#### What is required:
All lines that hold the string "extends" should be copied. Find them in the listing below.

---------- Recorded data

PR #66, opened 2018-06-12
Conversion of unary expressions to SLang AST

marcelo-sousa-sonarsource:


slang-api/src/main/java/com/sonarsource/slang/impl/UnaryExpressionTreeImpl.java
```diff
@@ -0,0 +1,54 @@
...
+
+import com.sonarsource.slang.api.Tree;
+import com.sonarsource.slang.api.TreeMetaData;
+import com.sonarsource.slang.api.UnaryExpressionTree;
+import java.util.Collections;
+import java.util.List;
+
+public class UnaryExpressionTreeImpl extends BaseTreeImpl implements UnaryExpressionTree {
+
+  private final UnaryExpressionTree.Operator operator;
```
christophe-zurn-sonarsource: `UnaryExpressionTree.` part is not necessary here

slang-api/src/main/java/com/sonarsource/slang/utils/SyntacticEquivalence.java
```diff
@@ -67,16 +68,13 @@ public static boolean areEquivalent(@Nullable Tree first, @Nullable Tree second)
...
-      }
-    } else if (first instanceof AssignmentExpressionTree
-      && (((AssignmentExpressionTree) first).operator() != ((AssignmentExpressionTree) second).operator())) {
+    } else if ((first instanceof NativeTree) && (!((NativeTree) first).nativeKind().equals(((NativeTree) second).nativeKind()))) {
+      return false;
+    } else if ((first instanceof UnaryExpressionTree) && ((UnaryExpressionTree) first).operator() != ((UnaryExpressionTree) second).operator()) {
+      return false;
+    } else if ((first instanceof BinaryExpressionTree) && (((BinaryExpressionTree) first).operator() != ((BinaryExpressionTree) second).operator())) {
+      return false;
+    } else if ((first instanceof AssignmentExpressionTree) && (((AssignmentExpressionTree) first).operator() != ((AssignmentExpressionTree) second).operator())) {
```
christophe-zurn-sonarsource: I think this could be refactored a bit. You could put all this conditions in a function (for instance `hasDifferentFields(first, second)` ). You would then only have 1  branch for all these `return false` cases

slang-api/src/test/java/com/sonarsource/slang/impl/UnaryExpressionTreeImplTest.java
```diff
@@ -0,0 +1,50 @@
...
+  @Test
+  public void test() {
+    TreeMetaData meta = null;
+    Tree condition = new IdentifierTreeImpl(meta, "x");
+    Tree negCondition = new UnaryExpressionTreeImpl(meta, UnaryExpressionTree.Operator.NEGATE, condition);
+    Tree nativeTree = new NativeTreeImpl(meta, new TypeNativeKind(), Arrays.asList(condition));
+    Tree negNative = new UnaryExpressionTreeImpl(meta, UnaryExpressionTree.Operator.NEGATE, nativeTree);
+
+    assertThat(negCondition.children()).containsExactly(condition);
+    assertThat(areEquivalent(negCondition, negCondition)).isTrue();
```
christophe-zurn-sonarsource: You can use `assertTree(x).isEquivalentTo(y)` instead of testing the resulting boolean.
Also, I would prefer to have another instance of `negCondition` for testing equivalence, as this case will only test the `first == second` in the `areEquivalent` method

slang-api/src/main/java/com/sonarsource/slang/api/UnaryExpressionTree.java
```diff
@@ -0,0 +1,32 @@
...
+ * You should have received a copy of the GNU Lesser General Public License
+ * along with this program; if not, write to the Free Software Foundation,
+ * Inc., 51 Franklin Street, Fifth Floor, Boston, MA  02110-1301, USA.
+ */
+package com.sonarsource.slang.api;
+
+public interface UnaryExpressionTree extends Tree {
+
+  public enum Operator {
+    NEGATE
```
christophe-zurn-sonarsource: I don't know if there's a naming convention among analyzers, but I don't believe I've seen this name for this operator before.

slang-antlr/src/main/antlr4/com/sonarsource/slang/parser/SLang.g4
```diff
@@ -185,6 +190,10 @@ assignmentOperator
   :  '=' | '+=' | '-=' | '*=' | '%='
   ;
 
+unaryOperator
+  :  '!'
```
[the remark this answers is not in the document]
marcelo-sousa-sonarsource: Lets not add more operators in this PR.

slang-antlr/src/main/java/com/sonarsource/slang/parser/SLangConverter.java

--------------------

#### Problem solution:
+public class UnaryExpressionTreeImpl extends BaseTreeImpl implements UnaryExpressionTree {
+public interface UnaryExpressionTree extends Tree {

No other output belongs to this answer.